Meropenem Versus Tobramycin Plus Clindamycin for Treatment of Intraabdominal Infections: Results of a Prospective, Randomized, Double-Blind Clinical Trial
The efficacy of meropenem was compared to that of the combination of tobramycin plus clindamycin (T/C) in a multiinstitutional clinical trial of treatment for patients suffering intraabdominal infection.
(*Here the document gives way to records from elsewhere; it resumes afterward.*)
PR #2606, opened 2020-01-13
OC-11934: Lazy initialization exception is removed and Item based scheduledRule processing is temporarily removed

suthirr-openclinica:


svadla-oc:
👍

PR #2629, opened 2020-01-20
OC-12139: Fix redirect link for study monitors when permission get re…

slclinica:
…voked while they are using checkbox to SDV forms


svadla-oc:
👍

PR #2631, opened 2020-01-20
OC-12135 When study has two forms in non repeating common event, and user imports data through REST API through xml having data for both forms, job is indefinitely stuck in INPROGRESS

jkeremian:
When study has two forms in non repeating common event, and user imports data through REST API through xml having data for both forms, job is indefinitely stuck in INPROGRESS


svadla-oc:
👍

PR #2635, opened 2020-01-20
OC-12032 Manual Data Import importing data and marking form complete when the item is missing 4digit random number

jkeremian:
Manual Data Import importing data and marking form complete when the item is missing 4digit random number


svadla-oc:
👍

PR #29, opened 2024-11-12
Overlap checker tool

Waqar-ukaea:
Added overlap checker tool from DAGMC to check and identify overlapped regions in .h5m faceted files.

- Checks for overlaps by looping through every triangle vertex in a mesh. 
- Added as a new tool 
- Cannot sample additional points along triangle edges (like DAGMC's version) as `XDG::MeshManager` does not have support to call MOAB functions that return entity adjacencies 

Tested the tool on some h5m files locally and it seems like its working okay. It identifies when there are overlaps and which volumes are overlapped in agreement with DAGMC's version. Also added a new test file that runs the 5 test cases that DAGMC does for its overlap-checker tool. 

One thing to note, the overlap location printed when running the tool doesn't necessarily match DAGMC's. I'm not sure what the cause of that is or if that is a major concern? Maybe due to differences in the order in which vertices are checked between the libraries?

Edit - CI fails because the .h5m files needed for those tests are missing from the repository. The files to be used with overlap-check's test's can be found here - [test_files.zip](https://github.com/user-attachments/files/17731916/test_files.zip). The CMakeLists.txt expects these files to be placed in `${XDG_ROOT}/tests/test_files`


tests/test_overlap_check.cpp
```diff
@@ -0,0 +1,107 @@
...
+
+TEST_CASE("Overlapping Volumes Test")
+{
+  // Create a mesh manager
+	std::shared_ptr<XDG> xdg = XDG::create(MeshLibrary::MOAB);
+	const auto& mm = xdg->mesh_manager();
+
+	mm->load_file("overlap.h5m");
+	mm->init();
+  xdg->prepare_raytracer();
```
pshriwise, line 22: The indentation got a little off here it looks like

tests/test_overlap_check.cpp
```diff
@@ -0,0 +1,107 @@
...
+}
+
+TEST_CASE("Non-Overlapping Volumes Test")
+{
+  // Create a mesh manager
+	std::shared_ptr<XDG> xdg = XDG::create(MeshLibrary::MOAB);
+	const auto& mm = xdg->mesh_manager();
+
+	mm->load_file("no_overlap.h5m");
+	mm->init();
```
pshriwise, line 41: Same as above. Indentation looks off.

pshriwise (changes requested):
CI looks good. All set to be merged after the very minor changes requested here.

Waqar-ukaea:
Fixed the inconsistent indentations you highlighted and a couple more I noticed, lmk if anything else needs editing.

I also removed the parsing of an argument to hold the number of points along a triangle edge to sample since I don't think we will be implementing that feature anymore and will instead go straight to ray_fire along edges check.

pshriwise:
@Waqar-ukaea it looks like CI is still unhappy. Did the submodule get updated after that PR to the test files repo?

PR #31, opened 2024-12-04
libMesh backend

pshriwise:
**This PR description will be updated as the changes evolve to be more fully-featured.**

A backend for libMesh tetrahedral meshes. This is pretty experimental at the moment, but the initial tests indicate that ray tracing on the boundary of tetrahedral mesh subdomains is functional.


pshriwise:
Before marking this as ready, I'm going to summarize the capabilities introduced so what's left to be implemented is well understood and any unused code/methods can be tabled for the next implementation.

pshriwise:
After the addition of the latest test case and a refactor of a larger method on the `MeshManager` class, I'm pretty happy with this at this point. I'd like to add the latest test case to the benchmarking repo, but then I think this will be good to go as an initial version.

There's probably some renaming to consider as well -- `LibMeshMeshManager` sounds too akin to `Boaty McBoatFace` to me.

pshriwise:
Okay I think this is ready to go in. It's been tested on a few models, and (with some manual thread settings) its in the process of being benchmarked for transport using MOAB and libMesh models with identical tessellations.

PR #35, opened 2024-12-18
Improved overlap checker

Waqar-ukaea:
Draft PR to add an algorithm for checking overlaps along geometry edges to the overlap checker tool. 

Current state:
- Loops over all triangles and fires rays from every triangle vertex fires a ray along the edge checking for an intersection with a surface belonging to a volume that is **not** the parent volume of the triangle. This works and correctly identifies intersections where I would expect. However...
- There are additional intersections detected from rays that are launched from one volume and collide with another volume (as they are not stopping at the boundary of the volume they are launched from) leading to intersections on the other volume (see image below). 
- Perhaps the extra intersections are inevitable due to the way rays travelling along surfaces are handled but I would need a way to isolate the intersection points of interest (where the edges overlap) - not sure how I would do this just yet.
Screenshot from 2024-12-18 16-50-05
- Explicitly refers to elements as triangles - should probably change variable names to reflect generic elements. In theory this shouldn't require any logic changes just nomenclature.
- By default the overlap-check tool will only check for overlaps on vertices but edge checking can be enabled by passing flags `-e` or `--check-edges` at runtime.
- Lots of extra fluff in writing things out to files and stdout which needs to be removed before merging into main.
- Missing a progress bar.
- Missing support for openmp parallelism over the new algorithm.
- Added skeleton for an additional test in the overlap checker tests. This currently doesn't test for anything but is in place ready for once I am happy with the edge algorithm for the overlap checker. The test relies on the geometry added in [PR#3](https://github.com/pshriwise/xdg_test_files/pull/3#issue-2747428190) for the [xdg_test_files](https://github.com/pshriwise/xdg_test_files) repo.


pshriwise:
I updated the test files submodule here and included the symbolic link line for the test in the CMakeLists file. I'll do a more thorough review soon if you feel like this is ready to go @Waqar-ukaea

Waqar-ukaea:
I think I may have accidentally overwritten the changes you made the tests which has the tests failing again. I'll fix them in my next commit.

Waqar-ukaea:
**PR status changed to ready for review**

Changes to `xdg::ray_fire()` (namely the addition of a parameter for max distance a ray travels) has fixed the issues I was having previously. Also, refactoring the main loop to loop over all the surfaces has made it easier to identify the volumes which don't need to have rays fired against. Now loops over all surfaces, over all elements on that surface and all edges in each element, firing a ray against all other volumes (excluding the forward/reverse sense parents of the surface).

Tested on a couple geometries and it looks to be working as expected identifying overlaps where I would expect them to be.

Tasks from previous comment:
- [x] Tests implemented
- [x] OpenMP Parallelism over main loop (granted I haven't profiled it)
- [x] Progress Bar
- [x] Consistent results reporting with vertex checker. Maybe we actually want to report more information on this front?
- [x] Code cleaned up/refactored
- [x] Options to write out extra data to text files for plotting in Paraview etc:
   - Ray Paths of those which meet overlaps 
   - Collision locations of these overlaps
   - Ray launch positions and directions
- [x] Consistent results reporting with vertex checker. Maybe we actually want to report more information on this front?
- [x] Code cleaned up/refactored

Waqar-ukaea:
As per the conversation we had on Friday. I have removed the extra file IO components I used for debugging and have replaced them with a new runtime flag --verbose or -v to enable more verbose outputs to stdout. The information being output is also much simpler than I previously had, being limited to just the locations in xyz coords of every edge ray_fire() collision detected along an edge, when the -ve flag is enabled.

I could also extend this to report the locations of every vertex overlap when the flag is enabled too, if that would be of interest.

pshriwise:
> I could also extend this to report the locations of every vertex overlap when the flag is enabled too, if that would be of interest.

I think that would be good if you're up for it!

include/xdg/overlap.h
```diff
@@ -10,9 +13,32 @@
...
+std::vector<EdgeRayQuery> return_ray_queries(const ElementVertices &tri);
 
-void report_overlaps(const OverlapMap& overlap_map);
\ No newline at end of file
+MeshID check_along_edge(std::shared_ptr<XDG> xdg, 
+                       std::shared_ptr<MeshManager> mm, 
+                       const EdgeRayQuery& rayquery, 
+                       const std::vector<MeshID>& volsToCheck, 
+                       std::vector<Position>& edgeOverlapLocs);
+#endif
```
pshriwise, line 44:
```suggestion
#endif // include guard
```

pshriwise (changes requested):
Really just small line comments from me here @Waqar-ukaea. Thank you for the nice work!

As you suggested I do think that adding the verbose output for vertex checks would be good.

Also, let's perform the edge checks by default. If someone is running this I think their expectation is that it will be a comprehensive search by default.

Waqar-ukaea:
Resolved all of the comments (I agree with all with them) and made some additional changes as requested. 

- Removed `calculate_direction()` and `calculate_distance()` functions from `overlap.cpp` and `overlap.h`. I figured these would probably be redundant when I wrote them but couldn't figure out another way at the time. 
- Edge checking is now enabled by default and the `-e` flag now disables edge tracking (full flag name `--disable-edge-tracking`.
- Verbose flag now reports vertex overlap locations as well as edges. I kind of want to refactor the entire function which does the vertex checking but I am going to leave it for now because it does work. Technically this isn't reporting the overlap location but rather the position which returns `true` from `xdg::point_in_volume()`.
- Fixed some more inconsistent indentations I spotted. On this point, for whatever reason the indentations look fine when I'm editing in vscode but when opening pushing to github (or opening in another editor locally) I notice the indentations are off. If I have time I'll look into fixing that and/or setting up a linter to avoid this happening in the future.

But otherwise I think its ready to be merged :)

pshriwise:
@Waqar-ukaea it appears that the version of Embree in CI was updated and revealed an issue with CMake discovery of that package in XDG. I've corrected it in #44 but you'll need to pull those changes in here to get CI working agin.

Waqar-ukaea:
@pshriwise CI fix merged in and I've updated the test_files submodule to include the new test files because it was still failing somehow. Either way CI now passes.

pshriwise (approved):
Thank you @Waqar-ukaea!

Among the 177 patients enrolled and randomized, 127 were clinically evaluable and 86 were microbiologically evaluable. Analysis of data on an intent-to-treat basis for all randomized patients and on the basis of a successful outcome (absence of any infection) for clinically evaluable patients failed to detect any difference in efficacy between the two treatments. Infection was cleared in 92% of meropenem- and 89% of T/C-treated clinically evaluable patients. Eradication of pathogens also was similar in the two treatment groups. Overall, adverse drug experiences were comparable between the two treatment groups, with the exception of an increase in serum creatinine level (which occurred more frequently in patients receiving T/C). Meropenem appears to be efficacious for the treatment of intraabdominal infections.